- **What is needed**: How many lines of the records below contain the word "each"? Answer with the number alone.

___ Supplied data ___

PR #2, opened 2019-02-26
Refactor of Java CGOL example

falkecarlsen:
Refactored object encapsulation of cell away and local optimisations result in 36% load reduction

### DIFF
--- a/game_of_life-java/src/main/java/GameOfLife/Canvas.java
+++ b/game_of_life-java/src/main/java/GameOfLife/Canvas.java
@@ -37,7 +37,7 @@ class Canvas {
                 neighbours = countMooreNeighbours(i, j);
 
                 // set new state in tempCanvas based on the life of the given cell in canvas
-                tempCanvas[i][j]=(cellLife(canvas[i][j], neighbours));
+                tempCanvas[i][j] = (cellLife(canvas[i][j], neighbours));
             }
         }
         // swap references to arrays
--- a/game_of_life-java/src/main/java/GameOfLife/Canvas.java
+++ b/game_of_life-java/src/main/java/GameOfLife/Canvas.java
@@ -6,24 +6,24 @@ import java.util.Random;
 class Canvas {
     private final int x;
     private final int y;
-    private Cell[][] canvas;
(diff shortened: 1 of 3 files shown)


game_of_life-java/src/main/java/GameOfLife/Canvas.java
```diff
@@ -6,38 +6,38 @@
...
         // temp canvas-array for swapping before return
-        Cell[][] temp;
+        boolean[][] temp;
         for (int i = 0; i < this.x; i++) {
             for (int j = 0; j < this.y; j++) {
                 neighbours = countMooreNeighbours(i, j);
 
                 // set new state in tempCanvas based on the life of the given cell in canvas
-                tempCanvas[i][j].setState(cellLife(canvas[i][j], neighbours));
+                tempCanvas[i][j]=(cellLife(canvas[i][j], neighbours));
```
jenrik: missing space around assignment operator

game_of_life-java/src/main/java/GameOfLife/Graphics.java
```diff
@@ -24,12 +24,14 @@ public void windowClosing(WindowEvent windowEvent) {
     }
 
     public static void drawCanvas(Canvas canvas, Frame frame) {
+        boolean[][] grid = canvas.getCanvas();
+        java.awt.Graphics graphics = frame.getGraphics();
```
jenrik, line 28: Why isn't `java.awt.Graphics` imported?

jenrik (changes requested):

game_of_life-java/src/main/java/GameOfLife/Canvas.java
falkecarlsen: Fixed in d984780

game_of_life-java/src/main/java/GameOfLife/Graphics.java
falkecarlsen: It certainly is in line 3, however, the class is called `Graphics, the FQN of the class must be used to differentiate.

PR #5, opened 2019-03-04
Grammar feature expansion and tidying

falkecarlsen:
Refactored `switch` and `func` declarations from grammar. Also renamed `board` to `world`, both as syntax and internally in grammar definition.

Also added support for custom neighbourhood definitions, RGB-notation of colour for each state, and two built-in functions; `count(neighbourhood, state)` and `rand(max)`.

- `example.cell` has been revised to conform to the new grammar, by removing return-statement
- `example2.cell` has been revised to conform to the new grammar, by removing function-, return-, and switch-usage
- `cgol.cell` Note that custom neighbourhoods are yet to be defined by the grammar.

### DIFF
--- a/cellumata_syntax-v2/cellmata.g4
+++ b/cellumata_syntax-v2/cellmata.g4
@@ -1,16 +1,17 @@
 grammar cellmata;
 
-start : board_decl body EOF;
+start : world_dcl body EOF;
 
 body : (state_decl | const_decl)*;
 const_decl : 'const' const_ident ASSIGN expr ;
 const_ident : IDENT ;
 
 // Board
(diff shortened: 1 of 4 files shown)


jenrik (approved):

NicEastvillage (changes requested):
Why is cellsize deleted in the examples?

falkecarlsen:
@NicEastvillage cellsize is now allowed in grammar and has been added back to `cgol.cell`.

NicEastvillage (approved):
One thing: Check if all the examples are correct regarding the "new" order of definitions in world declaration. Otherwise, aproved.

PR #6, opened 2019-03-07
Remove support for infinite dimension in grammar and refactored example*.cell into one .cell

falkecarlsen:
- Removed support for `infinite` definition of a dimension bound.
- Refactored `example.cell` and `example2.cell` into `syntactically-correct.cell` which aims to employ as many syntactically correct productions as possible. This has been moved to the directory `syntax_testing` anticipating more examples for testing grammar.


cellumata_syntax-v2/cellmata.g4
```diff
@@ -23,7 +23,7 @@ code_block : BLOCK_START stmt* BLOCK_END ;
 stmt : (if_stmt | become_stmt | assign_stmt | increment_stmt | decrement_stmt) ;
 
 assign_stmt : 'let'? (var_ident | array_lookup) ASSIGN expr END ;
-if_stmt : STMT_IF PAREN_START expr PAREN_END code_block (STMT_ELSE STMT_IF PAREN_START expr PAREN_END code_block)* (STMT_ELSE code_block)? ;
+if_stmt : STMT_IF PAREN_START expr PAREN_END (stmt | code_block) (STMT_ELSE STMT_IF PAREN_START expr PAREN_END (stmt | code_block))* (STMT_ELSE (stmt | code_block))? ;
```
jenrik: Allowing if statements without braces increases the likely hood a programmer would incorrectly assume a second statement is also gated by the condition, I there disagree with the change

jenrik (changes requested):

cellumata_syntax-v2/cellmata.g4
falkecarlsen: Agreed. However, I recall that we agreed on supporting this syntax during group-discussions. Let's continue that talk next week.

falkecarlsen: Relevant commit has been reverted.

jenrik (approved):

PR #13, opened 2019-03-13
Added function calls

jenrik:
Changed function calls to accept arbitrary functions.

### DIFF
--- a/parser/cellmata.g4
+++ b/parser/cellmata.g4
@@ -2,7 +2,7 @@ grammar cellmata;
 
 start : world_dcl body EOF;
 
-body : (state_decl | neighbourhood_decl | const_decl)*;
+body : (state_decl | neighbourhood_decl | const_decl | func_decl)*;
 const_decl : STMT_CONST const_ident ASSIGN expr ;
 const_ident : IDENT ;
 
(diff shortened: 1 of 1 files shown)


parser/cellmata.g4
```diff
@@ -143,11 +144,11 @@ expr_11
...
 
-// Built-in funcitons
-func : (func_count | func_rand | func_abs) ;
-func_count : FUNC_COUNT PAREN_START neighbourhood_ident LIST_SEP state_ident PAREN_END ;
-func_rand : FUNC_RAND PAREN_START DIGITS PAREN_END ;
-func_abs : FUNC_ABS PAREN_START expr PAREN_END ;
+// Functions
+func : func_ident PAREN_START (expr (LIST_SEP expr)* )? PAREN_END ;
+func_ident : IDENT ;
+func_decl : STMT_FUNC func_ident PAREN_START func_decl_arg (LIST_SEP func_decl_arg)* PAREN_END type_ident code_block ;
```
falkecarlsen, line 150: No issues, I'm just interested to see how type declaration of a function **after** parameter-declaration will turn out looking.

falkecarlsen (approved):

parser/cellmata.g4
jenrik: For reference it's probably gonna look very similar to Kotlin and Go

PR #14, opened 2019-03-13
Added modulo operator

jenrik:


parser/cellmata.g4
```diff
@@ -116,6 +116,7 @@ expr_6
 expr_7
     : expr_7 OP_MULTIPLY expr_8 # multiplictionExpr
     | expr_7 OP_DIVIDE expr_8 # divisionExpr
+    | expr_7 OP_MODULUS expr_8 # modulusExpr
```
falkecarlsen:
```suggestion
    | expr_7 OP_MODULO expr_8 # modulusExpr
```

falkecarlsen (changes requested):
The correct spelling is "modulo", both in Danish and English, and the syntax should reflect that. Note that line 177 needs to reflect this change as well: `OP_MODULUS : '%' ; // PRAISE!`

Maybe we should remove the in-joke while we're at it. No hate :innocent:.

falkecarlsen (approved):

PR #16, opened 2019-03-14
Moved compiler into this repository

jenrik:
Moved the experimental Kotlin compiler into this repository, and the ANTLR grammar into the compiler directory.


compiler/src/main/kotlin/ast/ast.kt
```diff
@@ -0,0 +1,147 @@
...
+ * If you see this string in running code it means that the variable hasn't been initialized.
+  */
+const val MAGIC_UNDEFINED_STRING = "<<THIS IS A MAGIC STRING, UNDEFINED>>"
+
+sealed class AST
+
+data class RootNode(val world: WorldNode, val body: List<Decl>) : AST()
+
+/*
+* World definition
```
falkecarlsen: We should distributed a codestyle-config for IntelliJ, which the group agrees upon.

jenrik: I agree

PR #20, opened 2019-03-14
Removed tokens for built in functions

### LINKED ISSUE #19: Built-in function tokens grabs function-ident
These should be removed.

falkecarlsen:
This resolves #19, as these tokens are no longer grabbed by tokens and unable to be matched as an ident.


NicEastvillage (approved):
Nice

jenrik (approved):

PR #23, opened 2019-03-14
Implemented support for state and neighbourhoods as types

falkecarlsen:
Implemented support for state and neighbourhoods as types to function parameters, by modifying `type_spec` production to include the `STMT_*` tokens for state and neighbourhoods.

Also fixed minor typo: `tyopeNumber`.

### DIFF
--- a/compiler/src/main/antlr/Cellmata.g4
+++ b/compiler/src/main/antlr/Cellmata.g4
@@ -62,7 +62,9 @@ type_ident : IDENT | type_spec ;
 type_spec
     : array_decl # typeArray
     | TYPE_BOOLEAN # typeBoolean
-    | TYPE_NUMBER # tyopeNumber
+    | TYPE_NUMBER # typeNumber
+    | STMT_NEIGHBOUR # typeNeighbour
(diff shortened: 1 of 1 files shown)


compiler/src/main/antlr/Cellmata.g4
```diff
@@ -62,7 +62,9 @@ type_ident : IDENT | type_spec ;
 type_spec
     : array_decl # typeArray
     | TYPE_BOOLEAN # typeBoolean
-    | TYPE_NUMBER # tyopeNumber
+    | TYPE_NUMBER # typeNumber
+    | STMT_NEIGHBOUR # typeNeighbour
```
jenrik, line 66: It a bit weird that we have `TYPE_` prefix on some but `STMT_` prefix on other, but that is probably unfixable.

jenrik (approved):

compiler/src/main/antlr/Cellmata.g4
falkecarlsen: Agreed, maybe write an issue on it?

PR #27, opened 2019-03-16
Collapsed expression productions

jenrik:
Having individual productions for each predence level is unneccesary
since ANTLR 4 does predence based on declaration order. This change
shouldn't affect predence of any operators.
Note ANTLR 4 also does left-recursion elimination for direct
left-recursion, so that isn't an issue.


falkecarlsen (approved):
Looks good, and is infinitely more readable than previous iteration. 
I also wrote #29, which I think we're missing from expression grammar, but this is not relevant to the purpose of this PR.

PR #28, opened 2019-03-17
Added multi states

jenrik:
Added support for repeating states that share logic.
Added a new literal that can be used to reference the variant of the current current cell if it's in a multi state.

### DIFF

___

- **Output for this exercise**: 2